On cue, a scream of laughter from inside cut through the kitchen windows.

‘My mum has either snorted a kilo of cocaine or had her personality genetically amplified,’ Zoe replied. ‘You remember my mum, right? Sings in the church choir? Works in a charity shop?’

Rory grinned.

‘Well,’ Zoe continued. ‘That, in there,’ she gestured to the house, ‘is a banshee crossed with a hellion. Did you get what I asked you for?’

He held up a bottle of Prosecco.

‘No, no, Jesus Christ, no. They’ve had more than enough already.’

He burst out laughing. ‘Since when did you ever hold back on drinking Prosecco?’

Zoe drew a breath, preparing to shoot his accusation down in flames, but realised she couldn’t contradict him, so she stuck her tongue out.

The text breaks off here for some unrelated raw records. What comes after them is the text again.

PR #207, opened 2017-04-18
Submitting REsponse

sjruby:
Need to spend more time on Ruby modules in the next workshop, I kind of
get teh idea but am still not comfortable coding it myself

Comfort 2/5
Clarity 3/5

### DIFF
--- a/lib/diagnostic.rb
+++ b/lib/diagnostic.rb
@@ -26,7 +26,16 @@ Response = OpenStruct.new
 # be writable.
 
 ##
-# your response here
+class Person
+  attr_reader :age
+  attr_writer :location
+  attr_accessor :name
+  def initialize(name, age, location)
+    @name = name
+    @age = age
+    @location = location
+  end
+end
 ##
 
 ##
@@ -35,7 +44,7 @@ Response = OpenStruct.new
 # "Somerville". Finally, assign the modified Person to `Response.dave` below.
 
 ## replace nil with your response, then continue your work on the next line
-dave = nil
+dave = Person.new("Dave", 32, "Ohio")
 Response.dave = dave
 ##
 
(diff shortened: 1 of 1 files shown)


lib/diagnostic.rb
```diff
@@ -35,7 +44,7 @@
 # "Somerville". Finally, assign the modified Person to `Response.dave` below.
 
 ## replace nil with your response, then continue your work on the next line
-dave = nil
+dave = Person.new("Dave", 32, "Ohio")
```
Jcornmanhomonoff, line 47: Missing: 
`dave.location = 'Somerville'`

lib/diagnostic.rb
```diff
@@ -103,7 +127,12 @@ def eat_meat(food)
     end
   end
 end
+# I'm making a lion
+class Lion < Cat
+  include Carnivorous
+end
 
+Lion.new.roar
```
Jcornmanhomonoff, line 135:
```rb
class Lion < Cat
  include Carnivorous
  def roar
    puts 'ROAR!'
  end
end
```

lib/diagnostic.rb
```diff
@@ -136,16 +166,19 @@ def punch
...
     @moves << "move #{direction}"
+    self
   end
 
   def kick
     @moves << 'kick'
     @damage += 10
     @damage *= multiplier
+    self
   end
```
Jcornmanhomonoff, line 183:
```rb
class ComboAttack
  attr_reader :moves, :damage

  def initialize
    @moves = []
    @damage = 0
  end

  def punch
    @moves << 'punch'
    @damage += 5
    @damage *= multiplier
    self
  end

  def move(direction)
    @moves << "move #{direction}"
    self
  end

  def kick
    @moves << 'kick'
    @damage += 10
    @damage *= multiplier
    self
  end

  def self.possible_moves
    'kick, move, punch'
  end

  private

  def multiplier
    case moves
    when %w(punch move left kick)
      1.5
    when %w(kick punch up)
      2
    else
      1
    end
  end
end
```

Jcornmanhomonoff:
5/8! Good job! 🦄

Rory raised his eyebrow in response and took a small box from the pocket of his shirt.

‘Is this what you need?’ he mouthed.

‘Ha-de-ha,’ she replied, taking it. She pulled out two sets of foam ear plugs and handed him a pair. ‘In five minutes you’ll thank me, I promise.’

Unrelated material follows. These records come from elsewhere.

PR #208, opened 2017-04-18
Adds responses to diagnostic.rb for ruby objects

jkjellan:
Feeling more comfortable, but ran out of time.

Comfort:  3.5
Clarity: 5

### DIFF
--- a/lib/diagnostic.rb
+++ b/lib/diagnostic.rb
@@ -26,7 +26,18 @@ Response = OpenStruct.new
 # be writable.
 
 ##
-# your response here
+class Person
+  attr_accessor :name
+  attr_reader :age
+  attr_writer :location
+
+  def initialize(name, age, location)
+    @name = name
+    @age = age
+    @location = location
+  end
+end
+
 ##
 
 ##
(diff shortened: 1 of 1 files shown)


lib/diagnostic.rb
```diff
@@ -152,9 +176,9 @@ def kick
...
   def multiplier
     case moves
-    when `%w`['punch', 'move left', 'kick']
+    when %w(punch, move left, kick)
       1.5
-    when `%w`['kick', 'punch', 'up']
+    when %w(kick, punch, up)
       2
     else
       1
```
Jcornmanhomonoff, line 184:
```rb
class ComboAttack
  attr_reader :moves, :damage

  def initialize
    @moves = []
    @damage = 0
  end

  def punch
    @moves << 'punch'
    @damage += 5
    @damage *= multiplier
    self
  end

  def move(direction)
    @moves << "move #{direction}"
    self
  end

  def kick
    @moves << 'kick'
    @damage += 10
    @damage *= multiplier
    self
  end

  def self.possible_moves
    'kick, move, punch'
  end

  private

  def multiplier
    case moves
    when %w(punch move left kick)
      1.5
    when %w(kick punch up)
      2
    else
      1
    end
  end
end
```

Jcornmanhomonoff:
7/8! Great work! 🦄

PR #210, opened 2017-04-18
Ruby Morning Diagnotsitc answers on classes, self and inheritance.

glasneed:


lib/diagnostic.rb
```diff
@@ -26,7 +26,21 @@
...
+
+class Person
+  def initialize (name, age, location)
+    @name = name
+    @age = age
+    @location = location
+  end
+
+end
+
```
Jcornmanhomonoff, line 43:
```rb
class Person
  attr_reader :name, :age
  attr_writer :name, :location
  ## Alternatively,
  # attr_accessor :name
  # attr_reader :age
  # attr_writer :location

    @name = name
    @age = age
    @location = location
  end
end
```

lib/diagnostic.rb
```diff
@@ -105,15 +138,28 @@ def eat_meat(food)
 end
 
 ##
-# your response here
+class Lion <  Cat
+  includes Carnivorous
+  def roar
+  returns "ROAR!"
+  end
+end
```
Jcornmanhomonoff, line 146: Singular `include`
```rb
class Lion < Cat
  include Carnivorous
  def roar
    puts 'ROAR!'
  end
end
```

lib/diagnostic.rb
```diff
@@ -123,6 +169,8 @@ def eat_meat(food)
 # Then, create a new class method called "get_possible_moves",
 # which returns the string "kick, move, punch"
 
+NO TIME LEFT TO DO THIS QUESTION!!
+
 # ComboAttack Class definition
 class ComboAttack
   attr_reader :moves, :damage
```
Jcornmanhomonoff, line 176:
```rb
class ComboAttack
  attr_reader :moves, :damage

  def initialize
    @moves = []
    @damage = 0
  end

  def punch
    @moves << 'punch'
    @damage += 5
    @damage *= multiplier
    self
  end

  def move(direction)
    @moves << "move #{direction}"
    self
  end

  def kick
    @moves << 'kick'
    @damage += 10
    @damage *= multiplier
    self
  end

  def self.possible_moves
    'kick, move, punch'
  end

  private

  def multiplier
    case moves
    when %w(punch move left kick)
      1.5
    when %w(kick punch up)
      2
    else
      1
    end
  end
end
```

Jcornmanhomonoff:
5/8! Good job! 🦄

‘Rory!’screeched Zoe’s mum, leaping to her feet. She didn’t appear to notice the dining chair clattering to the floor behind her as she lurched towards him with the haste of a peri-menopausal woman with a hot flush spying a walk-in fridge.

‘Ma favourite future son-in-law!’

Rory leaned down into her embrace. ‘Hey, Mary, how was your flight up?’

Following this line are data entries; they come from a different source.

PR #211, opened 2017-04-18
Ruby object diagnostic

antleo1995:
Answered the questions, only got tripped up by the last one. All the
rest was done from memory - very little google needed.

Calling it a 4 and a 4.

### DIFF
--- a/lib/diagnostic.rb
+++ b/lib/diagnostic.rb
@@ -26,7 +26,16 @@ Response = OpenStruct.new
 # be writable.
 
 ##
-# your response here
+class Person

‘Och, you were so kind to buy it for me. I tell you though, it was up and down faster than a nun’s knickers. Ooh, and I had some salty nuts.’

‘Mum!’

‘Said the actress to the bishop,’ cackled Morag.

The two older women howled with laughter as Zoe caught Rory’s eye. He pointed to his ear and mouthed ‘thank you’, then glanced around the room with a look of alarm.

Zoe knew he’d been expecting other people at dinner. Morag’s boyfriend, Big Jim, was meant to be there, as well as Fiona and her husband, Duncan, with their son, Liam. Their presence was meant to dilute the combined effect of two women who had reached the age where they’d ceased to care what most people thought of them.

Mary steered Rory into a chair and Morag deposited a cote de boeuf steak on a plate in front of him.